Ergotamine and dihydroergotamine: a review

The ergot alkaloids were the first specific antimigraine therapy available. However, with the advent of the triptans, their use in the treatment of migraine has declined and their role has become less clear. This review discusses the pharmacology, efficacy, and safety of the ergots. In randomized clinical trials, oral ergotamine was found to be superior to placebo, but inferior to 100 mg of oral sumatriptan. In contrast, rectal ergotamine was found to have higher efficacy (73% headache relief) than rectal sumatriptan (63% headache relief). Intranasal dihydroergotamine was found to be superior to placebo, but less effective than subcutaneous and intranasal sumatriptan. Ergotamine is still widely used in some countries for the treatment of severe migraine attacks. It is generally regarded as a safe and useful drug if prescribed for infrequent use, in the correct dose, and in the absence of contraindications; however, safer and more effective options do exist in the triptans. In patients with status migrainous and patients with frequent headache recurrence, ergotamine is still probably useful.     
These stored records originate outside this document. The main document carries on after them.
PR #2645, opened 2022-01-17
refactor: Make `createVM` accept a `LightningElement` constructor

pmdartus:
## Details

This PR changes the way `createVM` is invoked to accept a `LightningElement` constructor as a second argument instead of a component def. This change provides multiple benefits:
- it removes the need to invoke `getComponentInternalDef` before invoking `createVM`. 
- it also allows removing the `getComponentInternalDef` from the APIs exposed from `@lwc/engine-core`. 

## GUS work item
W-10409559

### DIFF
--- a/packages/@lwc/engine-core/src/framework/def.ts
+++ b/packages/@lwc/engine-core/src/framework/def.ts
@@ -255,6 +255,11 @@ export function getComponentInternalDef(Ctor: unknown): ComponentDef {
     return def;
 }
 
+export function getComponentHtmlPrototype(Ctor: unknown): HTMLElementConstructor {
+    const def = getComponentInternalDef(Ctor);
+    return def.bridge;
+}
+
 const lightingElementDef: ComponentDef = {
     ctor: LightningElement,
     name: LightningElement.name,
--- a/packages/@lwc/engine-dom/src/apis/hydrate-component.ts
+++ b/packages/@lwc/engine-dom/src/apis/hydrate-component.ts
@@ -5,12 +5,7 @@
  * For full license text, see the LICENSE file in the repo root or https://opensource.org/licenses/MIT
  */
 
-import {
-    createVM,
-    getComponentInternalDef,
-    LightningElement,
-    hydrateRootElement,
-} from '@lwc/engine-core';
+import { createVM, LightningElement, hydrateRootElement } from '@lwc/engine-core';
 import { isFunction, isNull, isObject } from '@lwc/shared';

A randomized prospective placebo-controlled study of intravenous magnesium sulphate vs. metoclopramide in the management of acute migraine attacks in the Emergency Department

The objective of this randomized, placebo-controlled, double-blind study was to determine the effectiveness of intravenous magnesium sulphate and intravenous metoclopramide in the treatment of acute migraine attacks in the Emergency Department when compared with placebo. Adult patients who presented to the Emergency Department with a headache that met International Headache Society (IHS) criteria for acute migraine were infused with either 10 mg of intravenous metoclopramide, 2 g of intravenous magnesium sulphate or normal saline over 10 min. At 0, 15, and 30 min, patients were asked to rate their pain on a standard visual analogue scale. At 30 min, patients were asked in a standard manner about the need for rescue medication. Adverse affects were also recorded. Patients were followed up by telephone within 24 h for any recurrence after discharge. The primary endpoint of the study was the difference in pain relief between the groups at 30 min. Of the 120 patients who met IHS criteria, seven were excluded from the study due to insufficient data. The number of patients, gender, age and initial visual analogue scale (VAS) scores were comparable between groups. Each group experienced more than a 25-mm improvement in VAS score at 30 min. However, there was no significant difference detected in the mean changes in VAS scores for pain. The rescue medication requirement was higher in the placebo group. The recurrence rate in 24 h was similar between the groups. Although patients receiving placebo required rescue medication more than the others, metoclopramide and magnesium have an analgesic effect similar to placebo in migraine attacks.